La stessa. Eppure così forte, ora, a distanza di anni.
Patrizia ha partorito, piangendo, una bambina senza vita. Patrizia è stata data per spacciata, “un mese di vita” e messa, letteralmente, in un angolo, nell’ultima stanza del corridoio.
Patrizia ha trovato una dottoressa che aveva sentito parlare della sua storia e le ha proposto una terapia d’urto, “tanto ora non hai nulla da perdere”. L’urto più dolorosamente bello che possa capitare.
Patrizia ha affrontato quella nuova terapia, quella nuova chemio, così forte che a pensarci piangi.
Patrizia è stata male.
Patrizia è uscita tutte le sere mentre i medici le dicevano di non farlo. A costo di farsi portare a spalla, pur di vedere i suoi amici ballare.
Patrizia ha accompagnato la nonna ottantenne – arrivata con il suo primo viaggio in aereo per stare vicino alla nipote morente – in giro per il nostro Paese, l’Italia, di cui solo ora sta per diventare cittadina.
Patrizia poi ha preso un volo, anche lei, ed è andata in Perù. In volo è stata male, ma è arrivata viva.
Patrizia ha rivisto l’Oceano. Poi è tornata. Ha continuato la terapia. E’ stata ancora male.
Patrizia, poi, si è salvata.
Patrizia ha un solo polmone ora, ha l’udito di una settantenne e il cuore che è sceso in basso, giù, ed è quasi all’altezza della milza.
Patrizia è la persona più viva che io conosca e “a vederla non si direbbe mai che ha passato quelle cose…!”. È lei a consolare gli altri quando “stanno male”, è lei ad organizzare cene e serate, è lei che dopo essere tornata a casa alle tre di notte esce nuovamente per prendere a morsi la vita e raggiungere gli altri amici ancora in giro.
Patrizia è la più fanatica ragazza che io conosca e riempie il suo Facebook (https://www.facebook.com/?q=#/aguirre.malena?ref=ts&fref=ts) di foto che profumano di vita e di allegria.
Patrizia ha forse un solo “difetto”: non ha il dono dell’ubiquità, non riesce ad essere ovunque, per portare il suo sorriso e la sua storia davanti a chi, come me, a volte pensa che le cose vadano male solo perché una nuvola copre il sole nel cielo.

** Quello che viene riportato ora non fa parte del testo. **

PR #2363, opened 2023-03-31
Fb 2048

lorycloutier:
Added test coverage for ExecutionPlanner.mapper in the case where the context gets cancelled mid-query.
This involved making changes to MustRunQuery such that it can be provided with a context to use. If it's given nil, it works exactly as it did before and makes its own context, but if it's given a context, it uses that and also pauses briefly to make sure that the context can be cancelled in the right place. This will allow us, in the future, to write more tests for cancelled contexts as well.


sql3/test/helpers.go
```diff
@@ -14,14 +14,23 @@ import (
 )
 
 // MustQueryRows returns the row results as a slice of []interface{}, along with the columns, the query plan as a []byte or an error.
-func MustQueryRows(tb testing.TB, svr *featurebase.Server, q string) ([][]interface{}, []*featurebase.WireQueryField, []byte, error) {
+func MustQueryRows(tb testing.TB, svr *featurebase.Server, c context.Context, q string) ([][]interface{}, []*featurebase.WireQueryField, []byte, error) {
```
seebs, line 18: I... have bad news.

There's a fairly strong idiom that ctx parameters Come First. There's also a strong idiom that testing.TB parameters Come First. But I think that, for maintainence-is-easier reasons, we should move the context in front of the server here.

I'm aware this requires a large search and replace elsewhere, sorry.

sql3/sql_complex_test.go
```diff
@@ -127,6 +127,26 @@ func TestPlanner_SystemTableFanout(t *testing.T) {
...
 		}
 	})
+
+	// additional testing for *ExecutionPlanner.mapper is going here because
+	// this is where the existing coverage comes from.
+	t.Run("MapperContextCancellation", func(t *testing.T) {
+		ctx, cancel := context.WithCancel(context.Background())
+		errch := make(chan error)
+		go func() {
+			_, _, _, err := sql_test.MustQueryRows(t, server, ctx, `select * from fb_performance_counters`)
```
seebs, line 137: There is a subtle bug here, which we should probably fix, which is that we Can't Do This In A Goroutine.

The testing stuff strictly requires that, if you call `t.Fatalf` or the equivalent, you do so from the goroutine the test starts in.

In short: You should put the `cancel()` in a goroutine (after a sleep), and call MustQueryRows directly after launching that goroutine.

seebs (changes requested):
The basic approach seems good to me, and I think I buy the delay and context stuff, but the parameter order is unidiomatic in a way I think could confuse us later, and the cancel has to be the part in a goroutine due to a subtlety of the testing API.

seebs (approved):
Looks good to me. I think I'd slightly prefer squashing these into a single commit, because that would make the output of `git blame` more useful, but honestly up to you.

E’ un difetto che non le perdono, perché vorrei che lei riuscisse a mostrare al mondo tutto cosa vuol dire davvero godere di ogni attimo di vita, finché c’è e ci sarà. Poco importa come, se con poco udito o senza fiato. Perché Patrizia è così.

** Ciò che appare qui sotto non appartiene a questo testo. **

PR #2365, opened 2023-04-03
don't panic on a MIN that isn't a call

seebs:
parseOperand was assuming that any reference to MIN in a place where an operand was expected was a call, which it should be, but it might not be. parseCallExpression panics if it doesn't find a parenthesis, because it's never supposed to be called when we don't know we have one.

The test for this is in with MinMaxColumnConstraints, even though it's actually a test of MinMaxFunctionCalls, because that's where the other tests involving the special MIN/MAX tokens live.

### DIFF
--- a/sql3/parser/parser.go
+++ b/sql3/parser/parser.go
@@ -2742,8 +2742,12 @@ func (p *Parser) parseOperand() (expr Expr, err error) {
 	case VARIABLE:
 		return &Variable{Name: lit, NamePos: pos}, nil
 	case MIN, MAX:
-		ident := &Ident{Name: lit, NamePos: pos, Quoted: tok == QIDENT}
-		return p.parseCall(ident)
+		pk := p.peek()
+		if pk == LP {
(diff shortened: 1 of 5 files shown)


rachithrr (dismissed):
This looks good. 
I have a question in general, 
why do we handle MIN and MAX specifically here ? why not AVG and COUNT, which are similar ? 


we handle all these functions in executionplanner.

rachithrr (approved):
lgtm. 

On a different note. 
While reviewing this, i found that the query 
```
create table sads(_id id, val int min -10 max -20)
```
crashes with nil pointer. 

maybe, we should handle this gracefully.

seebs:
oh, good catch. i'll fix that too while i'm looking at it.

oh. d'oh. that one's my fault from the trackexistence stuff.

seebs:
hah. i was just thinking "huh we don't have a test case for max being less than min. well, surely it works." i was wrong.

good catch.

rachithrr (approved):
All good 🥇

Se questa storia ti è piaciuta, se vuoi farla conoscere, se vuoi dare speranza a chi vede solo buio fuori dalla finestra, condividila. Falla girare, questa storia. E fai girare Patrizia. Perché se anche tu la conoscessi di persona, come è capitato a me, sapresti che per lei ogni giravolta è un ballo. E il ballo per Patrizia è vita. Una vita che vorrebbe non finisse mai. Ed è quello che vorrei anche io, per lei, perché è lei che mi ha insegnato a vivere.